François Bergevin, superbe dans sa robe rouge, se leva de son siège
— Je ne serais pas long Monsieur le Président, dit-il en s’éclaircissant la voix. Hélas, l’affaire est évidente. Cet homme est fourbe et un monstre. Honoré de la confiance de son maître qui, l’ayant soustrait à l’esclavage, en avait fait un serviteur libre de vaquer à son gré dans la ville quand la plupart des domestiques n’ont pas un jour à eux, cet ingrat, au lieu de bénir sa bonté, va prendre langue avec un autre coquin noir, le nommé Louis Rodin, afin de comploter l’assassinat de son maître. Que le dit Rodin soit domestique chez le comte de Grasse relève encore le degré d’infamie de ces deux misérables. Car c’est bien d’infamie dont nous parlons ici ! Monsieur le Président, il n’est nullement besoin de grande explication. Jean Mor échoué a dans son entreprise ? La belle affaire ! Il a tenté et c’est assez. De plus, il s’est enfui ; mais un homme qui administre du poison par erreur ne s’enfuit pas. Il reste et il s’explique. Comme si ce n’était pas assez, le voilà qui avoue puis se rétracte ! Voilà pourquoi, Monsieur le Président, j’accuse ledit Jean Mor d’avoir perpétré, dans un immeuble situé rue de la Rampe à Brest, deux tentatives d’empoisonnement.

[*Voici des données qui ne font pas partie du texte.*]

PR #451, opened 2017-01-10
Issue 246 nesting

### LINKED ISSUE #246: Ignoring semantically meaningless nesting
Thanks for the great work with JSON-LD! However, when trying to use JSON-LD for to present data in the company I'm working in, I noticed the following missing feature:

FEATURE PROPOSAL: ABILITY TO DEFINE ANY KEY AS AN INDEX KEY

In addition to JSON-LD's existing index container structure, I propose that any key under a JSON-LD node could be defined as a index key.

This would help clustering data under a node into coder friendly logical groups without messing up the Linked Data interpretation with e.g. blank nodes. I encountered the need for this feature at our company where our problem is that the amount of attributes a single JSON-LD node can have can potentially be quite many, say, tens or hundreds of attributes.

As far as I know, this can not be currently done with JSON-LD without 1) ending up with blank nodes or  2) the need to create a deeper JSON structure by using a separate index term (using "@container":"@index") which then contains the data underneath.

In addition, if a single key could be defined as a index term, this would make it more flexible to attach the JSON-LD Linked Data interpretation to even a wider amount of existing JSON data, without having to change the structure of such data (and without ending up with e.g. lots of blank nodes).

DEFINING AN INDIVIDUAL INDEX KEY IN @CONTEXT

The "@context" definition could be done e.g. using the existing reserved keyword "@index" in the following way:

```
"indexkey":"@index"
```

which should be interpreted in the following way: 1) the "indexkey" is an index key and should be skipped when traversing the JSON tree while doing the JSON-LD to RDF interpretation, 2) any data directly under the "indexkey" should be interpreted as data directly attached to the node of the indexkey (same RDF subject).

EXAMPLE

To give a full example, in the following a single key "labels" is defined as an index index key to help grouping the data into coder friendly logical groups without messing up the Linked Data interpretation):

``` js
{
  "@context": {
     "labels":"@index",
     "main_label":"http://example.org/my-schema#main_label",
     "other_label":"http://example.org/my-schema#other_label",
     "homepage":{ "@id":"http://example.org/my-schema#homepage", "@type":"@id"}
  },
  "@id":"http://example.org/myresource",
  "homepage": "http://example.org",
  "labels": {
     "main_label": "This is the main label for my resource",
     "other_label": "This is the other label"
  }
}
```

This example JSON-LD should generate the following RDF triplets:

```
<http://example.org/myresource> <http://example.org/my-schema#homepage> <http://example.org>. 
<http://example.org/myresource> <http://example.org/my-schema#main_label> "This is the main label for my resource".
<http://example.org/myresource> <http://example.org/my-schema#other_label> "This is the other label".
```

gkellogg:
This introduces the `@nest` keyword, used for folding contained properties to the enclosing node object, and allows for `@container: @nest` in a term definition, to introduce such nesting when compacting.

Fixes #246.

This PR should not be merged before #449, as it builds on changes made there.

There are several new expand, compact and error tests for this feature.

### DIFF
--- a/spec/latest/common/terms.html
+++ b/spec/latest/common/terms.html
@@ -180,6 +180,10 @@
       specified via the <code>@context</code> <a>keyword</a>.</dd>
     <dt><dfn data-lt="named graphs">named graph</dfn></dt><dd>
       A <a>linked data graph</a> that is identified by an <a>IRI</a> or <a>blank node</a>
+    <dt><dfn data-lt="nested properties">nested property</dfn></dt><dd>
+      A <a>nested property</a> is a <a>property</a> which is contained within an object referenced by
+      a semantically meaningless <em>nesting property</em>.
+    </dd>
       (the <a>graph name</a>) and a <a>graph</a>.</dd>
     <dt><dfn data-lt="nodes">node</dfn></dt><dd>
       Every <a>node</a> is an <a>IRI</a>, a <a>blank node</a>,
--- a/spec/latest/json-ld-api/index.html
+++ b/spec/latest/json-ld-api/index.html
@@ -987,8 +987,8 @@
             <li>Initialize <em>container</em> to the value associated with the
               <code>@container</code> key, which must be either
               <code>@list</code>, <code>@set</code>, <code>@index</code>,
-              <span class="changed"><code>@id</code>, <code>@type</code></span>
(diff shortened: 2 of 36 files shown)


gkellogg:
Obsoleted by PR #453.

L’une sur son maître, Monsieur Claude de Noz, lieutenant à bord de la frégate Zéphyr, et l’autre, sur Madame Jeanne de Plusquellec, propriétaire dudit l’immeuble. Je l’accuse aussi, en plus de ce forfait, d’avoir commis le crime de parjure et d’avoir voulu fuir la justice. En conséquence, Monsieur le Président, je demande que ledit Jean Mor, ce misérable monstre, après qu’il ait été soumis au préalable à la question, soit livré au bûcher.
Il n’y eut pas de délibération.
— Le tribunal, proclama Monsieur de Lézegant après s’être à son tour levé, déclare ledit Jean Mor coupable des chefs d’empoisonnement, de fuite et de parjure. En conséquence, il est ordonné que ledit Jean Mor soit soumis à la question puis brûlé vif. Dès le trépas constaté, on suspendra sa dépouille au gibet où on la laissera exposée pour l’exemple. Nonobstant, ladite condamnation à mort étant soumise à l’approbation du parlement de Rennes, appel est interjeté par monsieur le Procureur du roi. Gardes, faites sortir le condamné.